Task to complete => All lines from the first one in the listing below to the one holding "the conversation stream.", inclusive, are to be copied exactly.

### Task data

PR #3216, opened 2026-08-30
fix(middleware): stop retries after streaming chunks

### LINKED ISSUE #3215: [Bug]: RetryMiddleware mixes chunks from failed and successful streaming attempts
## Describe the bug

`RetryMiddleware` retries an LLM call even after the failed attempt has already emitted `ModelMessageChunk` events onto the conversation stream.

Streaming provider clients publish chunks through `context.send()` before the LLM call returns. Those events are immediately visible to `AgentRun.stream`, AG-UI, and custom stream subscribers. If the provider then raises a retryable exception, `RetryMiddleware` starts another attempt on the same stream without emitting an attempt boundary or reset event.

As a result, consumers concatenate chunks from the failed attempt with chunks from the successful retry, while the final `AgentReply.body` contains only the successful attempt.

For example:

```text
streamed content: stale complete
final reply body: complete
```

The default history does not expose the mismatch because `ModelMessageChunk` is transient, but live consumers have already received the stale chunk.

## Steps to reproduce

1. Create a streaming `LLMClient` that emits one chunk and then raises a retryable exception on its first call.
2. Return a successful streamed response on the second call.
3. Configure the agent with `RetryMiddleware(max_retries=1)`.
4. Subscribe to `ModelMessageChunk`.
5. Compare the concatenated chunks with `AgentReply.body`.

## Minimal reproducible example

```python
import asyncio
from collections.abc import Sequence
from typing import Any

from ag2 import Agent, Context, MemoryStream
from ag2.config import ModelProvider
from ag2.events import BaseEvent, ModelMessage, ModelMessageChunk, ModelResponse
from ag2.middleware import RetryMiddleware


class DisconnectingStreamingClient:
    def __init__(self) -> None:
        self.calls = 0

    async def __call__(
        self,
        messages: Sequence[BaseEvent],
        context: Context,
        **kwargs: Any,
    ) -> ModelResponse:
        self.calls += 1

        if self.calls == 1:
            await context.send(ModelMessageChunk("stale "))
            raise ConnectionError("stream disconnected")

        await context.send(ModelMessageChunk("complete"))
        return ModelResponse(ModelMessage("complete"))


class Config:
    provider = ModelProvider.OPENAI
    model = "streaming-retry-repro"

    def __init__(self) -> None:
        self.client = DisconnectingStreamingClient()

    def copy(self) -> "Config":
        return self

    def create(self) -> DisconnectingStreamingClient:
        return self.client


async def main() -> None:
    config = Config()
    stream = MemoryStream()
    chunks: list[str] = []

    async def collect(event: ModelMessageChunk) -> None:
        chunks.append(event.content)

    stream.where(ModelMessageChunk).subscribe(collect, sync_to_thread=False)

    agent = Agent(
        "retry-streaming-agent",
        config=config,
        middleware=[
            RetryMiddleware(
                max_retries=1,
                retry_on=(ConnectionError,),
            )
        ],
    )

    reply = await agent.ask("Stream a response", stream=stream)

    print("attempts:", config.client.calls)
    print("streamed:", "".join(chunks))
    print("final:", reply.body)


asyncio.run(main())
```

Output:

```text
attempts: 2
streamed: stale complete
final: complete
```

## Model Used

A deterministic fake streaming client was used. No external or paid model is required.

The same event ordering is possible in the built-in OpenAI, Anthropic, and Gemini streaming clients because they publish `ModelMessageChunk` events while iterating the provider stream, before the LLM call has returned successfully.

## Expected Behavior

Chunks from a failed attempt should never be silently combined with chunks from a later attempt.

At minimum, once an attempt has emitted a user-visible streaming event, `RetryMiddleware` should propagate a subsequent exception instead of transparently retrying on the same stream.

Alternatively, retries would need per-attempt buffering or an explicit reset/attempt-boundary event understood by all stream consumers.

In every case, consumers should not receive `stale complete` while the final reply is only `complete`.

## Screenshots and logs

A deterministic pytest regression produces:

```text
E       AssertionError: assert 'stale complete' == 'complete'
E
E         - complete
E         + stale complete
```

The regression failed on five consecutive runs. Existing non-streaming retry tests and both no-retry streaming controls pass.

## Additional Information

- Package Name & Version: `ag2 1.0.3`
- Default branch commit: `3e5a6e57a051984f5ff64a219adb513d8e7f3779`
- Operating System: Windows 11
- Python Version: 3.13.1
- No real provider API was called.
- I searched open and closed issues and PRs for `RetryMiddleware`, `ModelMessageChunk`, streaming retry, partial streams, duplicate chunks, and stream disconnections. I did not find an existing report or competing PR for this behavior.
- Related but not duplicate: #3018 only cleaned up the final retry branch; #2532 adds a separate circuit breaker middleware.

junnhwan:

`RetryMiddleware` currently retries a failed LLM call even when that attempt has already published `ModelMessageChunk` events. Live consumers then see partial content from the failed attempt followed by content from the successful retry, while the final response contains only the successful attempt.

This change tracks message chunks during each retryable attempt. If an attempt has published a chunk, a subsequent retryable exception is propagated instead of starting another attempt on the same stream. Failures that occur before any message chunk is published keep the existing retry behavior.

A regression test verifies that a streaming failure is not retried after its partial chunk becomes visible.

## Related issue number

Closes #3215

## Checks

- [x] I've included any doc changes needed for https://docs.ag2.ai/. No documentation changes are needed for this bug fix.
- [x] I've made sure all auto checks have passed. CI is pending; local checks are listed below.

Local validation:

- `pytest -q test/middleware`: 98 passed, 2 skipped
- `ruff check ag2/middleware/builtin/llm_retry.py test/middleware/builtins/test_llm_retry.py`: passed
- `ruff format --check ag2/middleware/builtin/llm_retry.py test/middleware/builtins/test_llm_retry.py`: passed
- `mypy ag2/middleware/builtin/llm_retry.py`: passed
- `git diff --check`: passed

## AI assistance

Codex assisted with diagnosing the event-ordering bug and drafting the implementation, regression test, and PR text. The resulting diff was reviewed against the repository instructions and validated with the local checks above.

### DIFF
--- a/ag2/middleware/builtin/llm_retry.py
+++ b/ag2/middleware/builtin/llm_retry.py
@@ -5,7 +5,7 @@
 from collections.abc import Sequence
 
 from ag2.annotations import Context
-from ag2.events import BaseEvent, ModelResponse
+from ag2.events import BaseEvent, ModelMessageChunk, ModelResponse
 from ag2.middleware.base import BaseMiddleware, LLMCall, MiddlewareFactory
 from ag2.middleware.describe import MiddlewareDescription
 
@@ -59,9 +59,25 @@ class _RetryMiddleware(BaseMiddleware):
         context: Context,
     ) -> ModelResponse:
         for _ in range(self._max_retries):
-            try:
-                return await call_next(events, context)
-            except self._retry_on:
-                pass
+            attempt = _RetryAttempt()
+            with context.stream.where(ModelMessageChunk).sub_scope(
+                attempt.on_message_chunk,
+                interrupt=True,
+                sync_to_thread=False,
+            ):
+                try:
+                    return await call_next(events, context)
+                except self._retry_on:
+                    if attempt.message_chunk_emitted:
+                        raise
         # Final attempt — let the original exception propagate.
         return await call_next(events, context)
+
+
+class _RetryAttempt:
+    def __init__(self) -> None:
+        self.message_chunk_emitted = False
+
+    def on_message_chunk(self, event: ModelMessageChunk) -> ModelMessageChunk:
+        self.message_chunk_emitted = True
+        return event
--- a/ag2/middleware/builtin/llm_retry.py
+++ b/ag2/middleware/builtin/llm_retry.py
@@ -37,35 +37,6 @@ class RetryMiddleware(MiddlewareFactory):
         )
 
 
-class _RetryAttempt:
-    """Records whether one attempt has already put an event on the stream.
-
-    No event type is named here on purpose. An ``on_llm_call`` scope bottoms out
-    at the provider client, and the agent loop publishes its own events —
-    ``ModelRequest``, ``ToolCallsEvent``, ``UsageEvent`` — outside the middleware
-    chain. So everything reaching this hook is the client's own output: streamed
-    chunks and reasoning, the message, server-side tool calls and results, provider
-    replay carriers. All of it is equally unrecallable once sent, and a list of
-    types would only be a copy of the clients' send sites, going stale the first
-    time one of them learns a new event.
-
-    Registered as an *interrupter* rather than a plain subscriber, because
-    interrupters run first in ``Stream.send`` and may drop an event: whatever an
-    earlier interrupter filtered out never reaches a subscriber, so it must not
-    count as published here either. Returning the event unchanged is what hands it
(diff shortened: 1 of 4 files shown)


vvlrff:
@junnhwan Thank you for contribution!

vvlrff (approved):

######

Response box =>
PR #3216, opened 2026-08-30
fix(middleware): stop retries after streaming chunks

### LINKED ISSUE #3215: [Bug]: RetryMiddleware mixes chunks from failed and successful streaming attempts
## Describe the bug

`RetryMiddleware` retries an LLM call even after the failed attempt has already emitted `ModelMessageChunk` events onto the conversation stream.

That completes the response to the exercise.